A garota, então com a outra mão, me fez levitar e me levou adiante do portal. Visivelmente, ela estava ficando enfraquecida, quando olhou para mim e exclamou:

- Vai rápido! Abrir uma fenda nesta dimensão consome muito de mim. Se demorar, vou ficar exausta e a fenda fechará. Você terá que esperar pelo menos 500.000 anos até recuperar minha energia novamente! - gritou ela, sustentando o portal aberto.

Me apressei em direção ao portal, mas antes de entrar, virei-me e perguntei:

- Ei, garota, qual é o seu nome? Você pode dizer para mim? mesmo que eu não vá lembrá-lo, deixe-me guardá-lo em meu espírito! -

A garota dirigiu seu olhar para mim, e em seu rosto surgiu um sorriso esplêndido, repleto de uma alegria genuína. Ela então compartilhou:

- Guardiões não possuem nomes, mas antes de me tornar uma guardiã e ser enviada para cá, costumavam me chamar de Mary Bell! -

Curiosa, ela perguntou:

- E você, qual é o seu nome? -

Respondi com um sorriso caloroso em troca:

- Bem, pelo que me lembro, meu nome é Kendrick. Mas, já que nos conhecemos, agora você pode me chamar de Kendri, e, aliás, você pode ter mais de 20.000 anos, mas para mim você ainda parece exatamente como uma pirralha hahahaha!

Concentrando-me no portal, entrei nele e exclamei:

- Então, seu nome é Mary Bell, né, pirralha... Se nos encontrarmos novamente algum dia, espero poder tomar outro chá contigo e trocar mais conversas como essa. Até mais, Mary Bell! -

Antes de desaparecer completamente no portal, olhei nos olhos dela e adicionei com sinceridade:

- E obrigado por compartilhar um pedaço do seu tempo comigo. Isso significou mais do que você imagina. Nunca me senti tão bem como me senti ao seu lado, Mary Bell. Até mais, e espero que nossos caminhos se cruzem novamente.
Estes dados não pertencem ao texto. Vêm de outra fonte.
PR #591, opened 2023-07-14
chore: Move encoding operations to core/encode.h, and make them return HostString

elliottt:
Instead of returning length through an out parameter from the `encode` functions, instead make a `HostString` which has both a `UniqueChars` and the length of the string.

### DIFF
--- a/runtime/js-compute-runtime/builtins/shared/console.cpp
+++ b/runtime/js-compute-runtime/builtins/shared/console.cpp
@@ -1,13 +1,15 @@
 #include "console.h"
+#include "core/encode.h"
+#include <chrono>
+#include <map>
+
 #include <js/Array.h>
-#include <js/PropertyAndElement.h>
 #pragma clang diagnostic push
 #pragma clang diagnostic ignored "-Winvalid-offsetof"
 #pragma clang diagnostic ignored "-Wdeprecated-enum-enum-conversion"
+#include <js/PropertyAndElement.h>
 #include <js/experimental/TypedData.h>
 #pragma clang diagnostic pop
-#include <chrono>
-#include <map>
 
 namespace {
 using FpMilliseconds = std::chrono::duration<float, std::chrono::milliseconds::period>;
@@ -217,13 +219,12 @@ JS::Result<mozilla::Ok> ObjectToSource(JSContext *cx, std::string &sourceOut, JS
       JS::RootedValue v(cx, SymbolValue(id.toSymbol()));
       MOZ_TRY(ToSource(cx, sourceOut, v, visitedObjects));
     } else {
-      size_t message_len;
       JS::RootedValue v(cx, js::IdToValue(id));
-      auto msg = encode(cx, v, &message_len);
+      auto msg = fastly::core::encode(cx, v);
       if (!msg) {
         return JS::Result<mozilla::Ok>(JS::Error());
       }
-      sourceOut += std::string(msg.get(), message_len);
+      sourceOut += std::string(msg.begin(), msg.len);
     }
 
     sourceOut += ": ";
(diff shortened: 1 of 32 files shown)


runtime/js-compute-runtime/builtins/shared/text-decoder.cpp
```diff
@@ -198,18 +199,17 @@ bool TextDecoder::constructor(JSContext *cx, unsigned argc, JS::Value *vp) {
...
   // 2. If label is an ASCII case-insensitive match for any of the labels listed in the table
   // below, then return the corresponding encoding; otherwise return failure. JS-Compute-Runtime:
-  size_t length;
   jsencoding::Encoding *encoding;
   if (label_value.isUndefined()) {
     encoding = const_cast<jsencoding::Encoding *>(jsencoding::encoding_for_label_no_replacement(
         reinterpret_cast<uint8_t *>(const_cast<char *>("UTF-8")), 5));
   } else {
-    auto label_chars = encode(cx, label_value, &length);
+    auto label_chars = fastly::core::encode(cx, label_value);
```
guybedford, line 207: Will this `fastly::core` automatically be pulled into the shared builtin libraries? If so can we work towards making this a vendor neutral approach for ComponentizeJS?

guybedford (commented):
Is there a reason not to use C++ standards here? As much as possible, it would be nice to think in terms of the bindgen moving towards a model as if it were on top of an idiomatic C++ wit bindgen interface (and ideally including the work to lower into that over time...)

runtime/js-compute-runtime/builtins/shared/text-decoder.cpp
elliottt: We could definitely do that. I'm not attached to using the top-level `fastly` namespace, but I would like to start using namespaces a bit more aggressively in the codebase to avoid name clashes that come up periodically.

guybedford: If we can continue to treat the builtins folder as an abstraction that can move towards being runtime netural I think that would be a huge help to the ComponentizeJS work. If we need to figure out a name for such namespacing, perhaps we need to do some bikeshedding on that? `smwcg_builtins::` or something?

guybedford:
That makes sense, thanks for clarifying. Separately there's the UTF16 story to put some thought to here as well.

runtime/js-compute-runtime/builtins/shared/text-decoder.cpp
elliottt: That works for me. We could also move `HostString` somewhere else, as it's just a thin wrapper over spidermonkey types.

elliottt: Do you mind if we leave this to a follow-up PR? My goal with this PR was  to continue breaking up some of the larger headers and reduce dependence on apis that can change when we re-generate the fastly-world c bindings.

guybedford: Certainly, that would be fine.

runtime/js-compute-runtime/builtins/shared/console.cpp
```diff
@@ -495,12 +491,11 @@ static bool count(JSContext *cx, unsigned argc, JS::Value *vp) {
...
   if (args.hasDefined(0)) {
     auto label_val = args.get(0);
-    size_t length;
-    auto label_string = encode(cx, label_val, &length);
+    auto label_string = fastly::core::encode(cx, label_val);
     if (!label_string) {
       return false;
     }
-    label = label_string.get();
+    label = std::string{label_string.begin(), label_string.len};
```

Então, contemplando o portal, adentrei nele em um salto. Logo após, fui teletransportado para uma espécie de espaço, repleto de falhas dimensionais, e abaixo, um gigantesco buraco que me sugou imediatamente. Após esse evento, fiquei momentaneamente desacordado. Contudo, contando minuto a minuto em minha consciência, percebi que vários meses haviam se passado. Senti uma pulsação quente e úmida, seguida por um grande frio e desconforto. Quando recuperei a consciência, estava em uma sala peculiar, totalmente medieval, com uma janela iluminando intensamente.

Ao meu redor, identifiquei três pessoas, embora minha visão estivesse prejudicada e meus membros imóveis. Diante disso, recordei-me da minha reencarnação neste mundo. Mesmo com a visão turva, deduzi que dois dos três que me cercavam eram provavelmente meus pais nesta nova vida.

"Realmente ganhei uma segunda chance, não é? Sou sortudo, devo dizer? Posso viver uma vida digna aqui, talvez? Posso ter uma família aqui? Posso ser feliz aqui?" questionava-me interiormente.

No fundo, eu estava confuso; mesmo após tudo, não conseguia acreditar. No meio dessa confusão de pensamentos, algo aconteceu.

Minha cabeça começou a latejar, minhas memórias foram se desfragmentando, até que não consegui me lembrar quase nada sobre minha vida passada. As únicas memórias que restaram foram sobre alguns aspectos básicos e também sobre Mary Bell e minha reencarnação.

Motivado a ser uma pessoa bem-sucedida, iniciei minha jornada nesse outro mundo, determinado a pisar na vida da mesma forma como ela pisou em mim, e alcançar felicidade mais uma vez.